Por que isso acontece? Por que estar só é uma coisa mal vista, que soa como algo que não pode ser escolhido?

Estar só é uma escolha e isolamento é um exercício bom e saudável de autoconhecimento. Solidão, por outro lado, é um fantasma mais assustador, ou, pelo menos,
deveria ser. Todo mundo foge de estar só, mas, a maioria não percebe a solidão que existe no meio da multidão. E essa é a única solidão ruim que eu experimentei: a de se sentir estrangeiro no seu próprio mundo, sentir-se só, ainda que acompanhada. Em A Alma Imoral, Nilton Bonder conseguiu colocar em palavras a única solidão da qual eu realmente tenho medo:
“Aqueles que se permitem as transgressões da alma com certeza são vistos e recebidos pelos outros como estrangeiros. Os que mudam de emprego radicalmente, os que refazem relações amorosas, os que abandonam vícios, os que perdem medos, os que se libertam e os que rompem experimentam a solidão que só pode ser quebrada por outro que conheça essas experiências. A natureza da experiência pode ser totalmente distinta, mas eles se tornarão parceiros enquanto 'forasteiros'“.
Fazendo as pazes com a solidão

Na ânsia de preencher a existência e o vazio, pessoas se casam, tem filhos, um emprego, amigos, um papel social, um espaço em que se possa dizer “eu existo e faço parte”. Mas a despeito de todo esse esforço, a solidão ainda está à espreita, porque ela não está em estar só.

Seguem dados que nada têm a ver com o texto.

Issue #862, opened 2017-12-14
google_dns_record_set always wants to update DNS records if you use uppercase letters


abevoelker:
### Terraform Version
```
Terraform v0.11.1
+ provider.google v1.4.0
```

### Affected Resource(s)
- google_dns_record_set

### Terraform Configuration Files
```hcl
resource "google_dns_record_set" "mx" {
  name = "example.com."
  type = "MX"
  ttl  = 300
  managed_zone = "foo-zone"

  rrdatas = ["1 ASPMX.L.GOOGLE.COM.",
             "5 ALT1.ASPMX.L.GOOGLE.COM.",
             "5 ALT2.ASPMX.L.GOOGLE.COM.",
             "10 ASPMX2.GOOGLEMAIL.COM.",
             "10 ASPMX3.GOOGLEMAIL.COM."]
}
```

### Debug Output
https://gist.github.com/abevoelker/d59e926a52aea181009ea724ec563154

### Panic Output
N/A

### Expected Behavior
After the initial `terraform apply`, subsequent `terraform plan` operations should say "No changes. Infrastructure is up-to-date."

### Actual Behavior
`terraform plan` continually wants to update the DNS records because the casing doesn't match

### Steps to Reproduce
1. `terraform apply`
2. `terraform plan`

### Important Factoids
The uppercase examples came straight from G Suite's setup instructions. Maybe the `google_dns_record_set` should downcase rrdatas before comparing to remote state.

### References
N/A

PR #1141, opened 2018-03-01
Fix perpetual diff in #863.

### LINKED ISSUE #863: google_dns_record_set always wants to update TXT records that are not escape-quoted
### Terraform Version
```
Terraform v0.11.1
+ provider.google v1.4.0
```

### Affected Resource(s)
- google_dns_record_set

```hcl
resource "google_dns_record_set" "foo" {
  name = "example.com."
  type = "TXT"
  ttl  = 300
  managed_zone = "foo-zone"

  rrdatas = ["foo"]
}
```

### Debug Output
https://gist.github.com/abevoelker/e35529ee72f8b0619a9cae0130c8ce03

### Panic Output
N/A

### Expected Behavior
After the initial `terraform apply`, subsequent `terraform plan` operations should say "No changes. Infrastructure is up-to-date."

### Actual Behavior
`terraform plan` continually wants to update the DNS record.

### Steps to Reproduce
1. `terraform apply`
2. `terraform plan`

### Important Factoids
I can work around the issue by escape-quoting the value (`rrdatas = ["\"foo\""]`), however the documentation makes it sound like that should only be required for values with spaces in them.

### References
- #232
- hashicorp/terraform#13463

paddycarver:
This treats record set RRdata values as equivalent if they're quoted and
unquoted, as the GCP backend likes to return TXT records quoted.

It also updates the DNS name we're using to be a subdomain of
hashicorptest.com, as the tests started failing when run in parallel if
I tried adding the same zone domain multiple times.

Fixes #863

### DIFF
--- a/google/resource_dns_record_set.go
+++ b/google/resource_dns_record_set.go
@@ -40,7 +40,7 @@ func resourceDnsRecordSet() *schema.Resource {
 					Type: schema.TypeString,
 				},
 				DiffSuppressFunc: func(k, old, new string, d *schema.ResourceData) bool {
-					return strings.Trim(old, `"`) == strings.Trim(new, `"`)
+					return strings.ToLower(strings.Trim(old, `"`)) == strings.ToLower(strings.Trim(new, `"`))
 				},
 			},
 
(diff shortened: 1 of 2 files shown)


paddycarver:
(I'm going to actually lump the fix for #862 in with this, as they're modifying the same exact thing.)

PR #1143, opened 2018-03-02
Add docs for first_ip_address on sql db instance.

genevieve:
@danawillow I saw you already updated the changelog, so I only updated the doc for the sql db instance. Let me know if I missed anything or if you prefer a different wording!

Thank you!!! 

Gen


danawillow:
Would you mind adding a one-sentence description of what the use case for this is? (just in case someone wonders in the future why this particular list has its first element broken out) You can link to the issues if you want.

genevieve:
Does that sound better?

genevieve:
I can also add the issue from the terraform core repo

danawillow:
That's perfect, thanks!

PR #1145, opened 2018-03-02
computeDiskUserRegexString in resource_compute_disk.go should also accept projectIds that contain ":" or "."

derfloh:
I ran into problems, when I had a project that was using a project ID in the format of "hashicorptest.net:my-project". 
The problem came up, when terraform tried to delete attached disks and threw an error like "Unknown user XXX of disk YYY"

This PR adds ":" and "." to the projectID part of computeDiskUserRegexString

### DIFF
--- a/google/resource_compute_disk.go
+++ b/google/resource_compute_disk.go
@@ -13,7 +13,7 @@ import (
 )
 
 const (
-	computeDiskUserRegexString = "^(?:https://www.googleapis.com/compute/v1/projects/)?([-_a-zA-Z0-9:.]*)/zones/([-_a-zA-Z0-9]*)/instances/([-_a-zA-Z0-9]*)$"
+	computeDiskUserRegexString = "^(?:https://www.googleapis.com/compute/v1/projects/)?(" + ProjectRegex + ")/zones/([-_a-zA-Z0-9]*)/instances/([-_a-zA-Z0-9]*)$"
 )
 
 var (
--- a/google/resource_compute_disk.go
+++ b/google/resource_compute_disk.go
@@ -13,7 +13,7 @@ import (
 )
 
 const (
-	computeDiskUserRegexString = "^(?:https://www.googleapis.com/compute/v1/projects/)?([-_a-zA-Z0-9]*)/zones/([-_a-zA-Z0-9]*)/instances/([-_a-zA-Z0-9]*)$"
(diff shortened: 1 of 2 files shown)


google/resource_compute_disk_test.go
```diff
@@ -372,6 +372,36 @@ func TestAccComputeDisk_deleteDetach(t *testing.T) {
...
+		"https://www.googleapis.com/compute/v1/projects/project-id/zones/us-central1/instances/123",
+		"https://www.googleapis.com/compute/v1/projects/123123/zones/us-central1/instances/123",
+		"https://www.googleapis.com/compute/v1/projects/hashicorptest.net:project-123/zones/us-central1/instances/123",
+		"https://www.googleapis.com/compute/v1/projects/123/zones/456/instances/789",
+	}
+
+	shouldFail := []string{
+		"https://www.googleapis.com/compute/v1/projects/project#/zones/us-central1/instances/123",
+		"https://www.googleapis.com/compute/v1/projects/project/zones/us-central#/instances/123",
+		"https://www.googleapis.com/compute/v1/projects/project/zones/us-central1/instances/?",
```
ndmckinley: Looks right - can you add a shouldFail test for "foo.com:bar:baz", and "foo.com:"?

google/resource_compute_disk.go
```diff
@@ -13,7 +13,7 @@ import (
 )
 
 const (
-	computeDiskUserRegexString = "^(?:https://www.googleapis.com/compute/v1/projects/)?([-_a-zA-Z0-9]*)/zones/([-_a-zA-Z0-9]*)/instances/([-_a-zA-Z0-9]*)$"
+	computeDiskUserRegexString = "^(?:https://www.googleapis.com/compute/v1/projects/)?([-_a-zA-Z0-9:.]*)/zones/([-_a-zA-Z0-9]*)/instances/([-_a-zA-Z0-9]*)$"
```
ndmckinley: This is just a little bit too loose: you probably want this regex right here:
https://github.com/terraform-providers/terraform-provider-google/blob/411017c35f96ff73b951e49607093b442cad360a/google/validation.go#L15:2

google/resource_compute_disk_test.go
ndmckinley: Sorry, though of course those should fail, I meant as project names:
"https://www.googleapis.com/compute/v1/projects/foo.com:bar:baz/zones/us-central1/instances/123".

Issue #149, opened 2017-06-21
Feature: Backend Services as Data


johnsonj:
### Affected Resource(s)
- google_compute_backend_service
- google_compute_region_backend_service

### Terraform Configuration Files
```hcl
data "google_compute_backend_service" "global" {
	name        = "global-backend"
}

data "google_compute_region_backend_service" "regional" {
	name        = "regional-backend"
        region      = "us-east1"
}

output "backend_service_global" {
	value = "${data.google_compute_backend_service.global.self_link}"
}

output "backend_service_regional" {
	value = "${data.google_compute_region_backend_service.regional.self_link}"
}

// Now I can create LBs!
resource "google_compute_target_http_proxy" "http-lb-proxy" {
  name = "tf-http-lb-proxy"
  url_map = "${google_compute_url_map.web-map.self_link}"
}

resource "google_compute_global_forwarding_rule" "default" {
  name = "tf-http-content-gfr"
  target = "${google_compute_backend_service.global-backend.self_link}"
  ip_address = "${google_compute_global_address.external-address.address}"
  port_range = "80"
}

resource "google_compute_url_map" "web-map" {
  name = "tf-web-map"
  default_service = "${google_compute_backend_service.global-backend.self_link}"

  host_rule {
    hosts = ["*"]
    path_matcher = "tf-allpaths"
  }

  path_matcher {
    name = "tf-allpaths"
    default_service = "${google_compute_backend_service.global-backend.self_link}"

    path_rule {
      paths = ["/*", "/"]
      service = "${google_compute_backend_service.global-backend.self_link}"
    }
  }
}
// OMITTED: 
// - Firewall rule for LB -> Instance Group
// - Firewall rule for Healthcheck
// - Global Address
```

### Desired Behavior
I'd like to create load balancers (HTTP/HTTPS/TCP/Internal TCP) out of band of instance group/backend service creation by referencing the backend services as data.

ndmckinley:
That merged PR took care of this a few months ago.

PR #1150, opened 2018-03-05
Datasource for Backend Services

bpineau:
Exposes existing `google_compute_backend_service` as data sources.
This addresses #149 (except for `google_compute_region_backend_service`,
which is not covered here).

This allows, for instance, to collect a backend service's self_link and
use it from an other workspace/tfstate, sharing most of the
loadbalancers definition.

```
$ env GOOGLE_REGION=us-central1 make testacc TEST=./google TESTARGS='-run=TestAccGoogleComputeBackendService_'
TF_ACC=1 go test ./google -v -run=TestAccGoogleComputeBackendService_ -timeout 120m
=== RUN   TestAccGoogleComputeBackendService_basic
--- PASS: TestAccGoogleComputeBackendService_basic (45.09s)
PASS
ok  	github.com/terraform-providers/terraform-provider-google/google	45.105s
```

### DIFF
--- a/google/data_source_google_compute_backend_service_test.go
+++ b/google/data_source_google_compute_backend_service_test.go
@@ -1,0 +1,85 @@
+package google
+
+import (
+	"fmt"
+	"testing"
+
+	"github.com/hashicorp/terraform/helper/acctest"
+	"github.com/hashicorp/terraform/helper/resource"
+	"github.com/hashicorp/terraform/terraform"
+)
+
+func TestAccDataSourceComputeBackendService_basic(t *testing.T) {
+	t.Parallel()
+
+	serviceName := fmt.Sprintf("tf-test-%s", acctest.RandString(10))
+	checkName := fmt.Sprintf("tf-test-%s", acctest.RandString(10))
+
+	resource.Test(t, resource.TestCase{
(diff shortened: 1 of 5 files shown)


google/data_source_google_compute_backend_service_test.go
```diff
@@ -0,0 +1,85 @@
...
+import (
+	"fmt"
+	"testing"
+
+	"github.com/hashicorp/terraform/helper/acctest"
+	"github.com/hashicorp/terraform/helper/resource"
+	"github.com/hashicorp/terraform/terraform"
+)
+
+func TestAccGoogleComputeBackendService_basic(t *testing.T) {
```
ndmckinley: nit: please remove "Google" from test names?  We're trying to do that as of recently.

ndmckinley:
Tests pass - happy to merge once you make that quick change.

google/data_source_google_compute_backend_service_test.go
bpineau: Thanks for the review @ndmckinley !
I replaced the "Google" with "DataSource" in the tests names,
since just removing this string would name-clash with the resource's own tests, I hope that's ok?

A única maneira que eu conheço de aplacar essa solidão é encontrar seus pares “estrangeiros”: amigos de verdade, daqueles em que você se comunica pelo olhar; amores sinceros, que não sejam funcionais, mas cujo único propósito seja gostar e ser gostado; filhos desejados: não para preencher a existência ou dar continuidade ou um sentido à vida, mas pela vontade de compartilhar uma vida que já é cheia de sentido, de recomeço, de se doar e reconstruir o mundo.

Mesmo sozinha no cinema, é alegre saber que eu tenho algumas poucas pessoas na vida que, ainda que totalmente diferentes de mim, são capazes de me fazer sentir em casa: eu não preciso me explicar, nem me defender, porque tanto um quanto o o
utro nos sabemos forasteiros... e mesmo em completo silêncio, mesmo longe, a solidão não existe e, em lugar do desespero de estar só encontramos a saudade, a vontade de estar junto, a felicidade de saber que existe outro que de fato entende o que eu sou me faz sentir parte do mundo.

E quem se sente parte do mundo - mesmo um mundo de 10 pessoas - jamais se sente sozinho.